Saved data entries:
┌──

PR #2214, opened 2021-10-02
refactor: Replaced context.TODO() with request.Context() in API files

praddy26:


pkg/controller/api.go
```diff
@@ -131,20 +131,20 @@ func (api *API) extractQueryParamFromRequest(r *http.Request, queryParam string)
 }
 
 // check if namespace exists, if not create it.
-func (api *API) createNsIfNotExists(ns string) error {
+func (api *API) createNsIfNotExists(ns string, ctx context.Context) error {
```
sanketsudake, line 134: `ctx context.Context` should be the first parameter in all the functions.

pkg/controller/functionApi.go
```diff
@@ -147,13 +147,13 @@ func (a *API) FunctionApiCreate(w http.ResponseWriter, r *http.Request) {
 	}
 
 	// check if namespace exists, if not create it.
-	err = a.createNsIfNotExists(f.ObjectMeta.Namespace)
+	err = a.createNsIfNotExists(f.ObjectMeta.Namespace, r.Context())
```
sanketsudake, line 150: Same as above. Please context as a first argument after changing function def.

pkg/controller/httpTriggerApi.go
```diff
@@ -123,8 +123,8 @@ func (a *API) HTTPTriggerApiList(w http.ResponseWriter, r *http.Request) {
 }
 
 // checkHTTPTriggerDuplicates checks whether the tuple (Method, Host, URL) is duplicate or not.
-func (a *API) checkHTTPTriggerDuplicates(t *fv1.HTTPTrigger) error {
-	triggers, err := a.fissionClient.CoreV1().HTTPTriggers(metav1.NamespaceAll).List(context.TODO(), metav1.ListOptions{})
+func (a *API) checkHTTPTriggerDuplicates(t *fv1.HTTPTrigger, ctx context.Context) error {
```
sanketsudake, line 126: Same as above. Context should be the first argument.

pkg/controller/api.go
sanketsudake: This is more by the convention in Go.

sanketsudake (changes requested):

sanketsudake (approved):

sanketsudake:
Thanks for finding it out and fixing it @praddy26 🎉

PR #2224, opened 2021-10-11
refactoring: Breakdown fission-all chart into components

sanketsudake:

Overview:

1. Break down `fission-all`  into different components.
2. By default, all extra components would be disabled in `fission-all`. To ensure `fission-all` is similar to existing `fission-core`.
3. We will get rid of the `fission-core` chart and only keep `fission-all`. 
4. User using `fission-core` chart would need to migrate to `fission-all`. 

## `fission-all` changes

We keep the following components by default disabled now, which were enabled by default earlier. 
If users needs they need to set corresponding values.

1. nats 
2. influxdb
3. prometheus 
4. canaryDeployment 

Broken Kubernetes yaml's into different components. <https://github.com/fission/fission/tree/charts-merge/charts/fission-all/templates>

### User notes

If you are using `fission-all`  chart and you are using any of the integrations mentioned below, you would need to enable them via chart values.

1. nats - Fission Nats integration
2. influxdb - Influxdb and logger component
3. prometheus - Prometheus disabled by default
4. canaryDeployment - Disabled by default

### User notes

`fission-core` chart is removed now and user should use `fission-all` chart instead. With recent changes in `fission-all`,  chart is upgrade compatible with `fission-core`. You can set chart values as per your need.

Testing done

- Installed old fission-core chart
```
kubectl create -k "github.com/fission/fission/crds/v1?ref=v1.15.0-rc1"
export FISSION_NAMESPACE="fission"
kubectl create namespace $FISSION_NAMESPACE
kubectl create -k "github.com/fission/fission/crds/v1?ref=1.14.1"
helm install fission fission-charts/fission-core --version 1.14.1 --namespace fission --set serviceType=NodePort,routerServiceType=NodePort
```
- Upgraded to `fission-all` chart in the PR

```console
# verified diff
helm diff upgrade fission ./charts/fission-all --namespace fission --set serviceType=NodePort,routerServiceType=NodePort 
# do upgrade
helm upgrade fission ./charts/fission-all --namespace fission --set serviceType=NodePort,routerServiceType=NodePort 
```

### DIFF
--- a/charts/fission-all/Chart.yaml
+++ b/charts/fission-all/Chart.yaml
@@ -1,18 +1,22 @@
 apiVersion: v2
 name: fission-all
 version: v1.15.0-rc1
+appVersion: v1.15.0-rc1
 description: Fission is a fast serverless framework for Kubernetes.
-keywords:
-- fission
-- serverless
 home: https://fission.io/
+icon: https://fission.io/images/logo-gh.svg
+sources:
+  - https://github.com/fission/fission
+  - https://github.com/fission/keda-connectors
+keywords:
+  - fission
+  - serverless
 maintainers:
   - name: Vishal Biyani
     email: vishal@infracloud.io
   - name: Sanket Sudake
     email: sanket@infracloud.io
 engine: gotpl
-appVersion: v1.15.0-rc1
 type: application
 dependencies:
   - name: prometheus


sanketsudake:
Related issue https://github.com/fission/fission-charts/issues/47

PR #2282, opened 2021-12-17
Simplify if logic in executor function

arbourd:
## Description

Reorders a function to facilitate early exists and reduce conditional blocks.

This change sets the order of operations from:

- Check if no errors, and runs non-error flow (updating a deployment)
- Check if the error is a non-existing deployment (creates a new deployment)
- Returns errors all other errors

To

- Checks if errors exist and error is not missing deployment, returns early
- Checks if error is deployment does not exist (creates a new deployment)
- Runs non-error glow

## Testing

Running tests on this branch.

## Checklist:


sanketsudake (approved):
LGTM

└──

The problem:
Pick every line of the data that includes the string "above".

Answer space:
sanketsudake, line 150: Same as above. Please context as a first argument after changing function def.
sanketsudake, line 126: Same as above. Context should be the first argument.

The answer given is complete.